Unfortunately for Johnson, both country’s systems seem far more government-centered than the Affordable Care Act. While Brazil’s system has evolved over time, France — which is often thought to have the best system in the world — has compulsory health insurance. Care is distributed through large occupation-based funds—alliances of professional groups—that are overseen by the government (it sets reimbursement fees with physicians and establishes premiums) and financed through taxes and general government revenues.

DeMint’s Death Panel: Refused To Support Medical Innovation For Sake Of Ideological Purity

The GOP’s instance on repealing the entire health care law would, among other things, eliminate dependent coverage for children on their parent’s plan, re-open the Medicare Part D doughnut hole and increase taxes on small businesses currently receiving tax creditits for providing health insurance coverage to their workers. Today, McClatchy Newspaper’s James Rosen reports that the Republicans’ efforts to put political ideology ahead of good policy is also jeopardizing the development of money-saving medical technology:

Dr. David Cull, a prominent vascular surgeon in Greenville, had invented a small valve system that, if it works, could spare 300,000 dialysis patients across the country enormous suffering and save U.S. taxpayers billions of dollars.

But Cull’s hometown senator, Jim DeMint, would not write a letter supporting the surgeon’s application for a federal grant under the landmark health care bill that President Barack Obama signed into law a year ago today. [...] Backing a grant application under the law — even for a constituent who lives in the same Upstate town as DeMint — would leave the senator open to charges of hypocrisy, staffers say.

Cull received the $249,479 grant without DeMint’s support and believes that his device could eliminate the need for dialysis patients to “undergo 10 to 12 operations over a lifetime to treat complications from the stents.” “Such surgeries cost taxpayers a fifth — $15,000 — of the $75,000 a year the federal program pays per person with acute kidney failure.” “This is money … very well spent,” Cull said. “If our valve doesn’t work, the government will have lost $250,000. If it does work, they will have saved a gazillion dollars.”

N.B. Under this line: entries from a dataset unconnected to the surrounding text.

PR #203, opened 2024-05-15
SOF-1981 InsertIntoSplitScreenActions shows the color of what they are inserting

LindvedKrvang:
Note: This is dependent on https://github.com/tv2/sofie-server/pull/154
All dependent PRs have been merged.

Also in this PR: Deleted unused file `tv2-action-group-service` and interfaces just used by that file


RasmusAlbrektsen (approved):

src/app/rundown-view/services/action-trigger-producer-key-binding.service.ts
```diff
@@ -192,6 +200,18 @@ export class ActionTriggerProducerKeyBindingService implements KeyBindingService
...
 
+  private getBackgroundColorForSplitScreen(action: Tv2Action): string {
+    if (!this.isActionInsertIntoSplitScreenAction(action)) {
+      return SPLIT_SCREEN_COLOR
+    }
+    const topColor: string = this.getActionContentTypeBackgroundColor(action.metadata.insertedContentType)
+    return `linear-gradient(to bottom, ${topColor} 50%, var(--tv2-split-screen-lower) 50%)`
+  }
+
+  private isActionInsertIntoSplitScreenAction(action: Tv2Action): action is Tv2InsertIntoSplitScreenAction {
```
KvelaGorrrrnio: The first `Action` seems redundant. Suggestion: `isInsertIntoSplitScreenAction`.

src/app/shared/models/tv2-action.ts
```diff
@@ -35,23 +35,10 @@ export interface Tv2VideoClipAction extends Tv2PartAction {
...
-    remoteNumber: string
-  }
-}
-
-export interface Tv2TransitionAction extends Tv2PartAction {
-  metadata: {
-    contentType: Tv2ActionContentType.TRANSITION
+    contentType: Tv2ActionContentType.SPLIT_SCREEN
+    insertedContentType: Tv2ActionContentType
   }
```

For DeMint — who regularly criticizes the Affordable Care Act for failing to lower health care costs and rails against “wasteful spending” — to oppose a measure that could save Medicare millions of dollars is at best dishonest and at worst hypocritical. Republicans who maintain that ‘Obamacare’ will ration care and slow the development of life-saving medical devices shouldn’t undercut private innovation that could improve the livelihoods of millions of Americans. That would, in their words, “death panel” the sickest among us.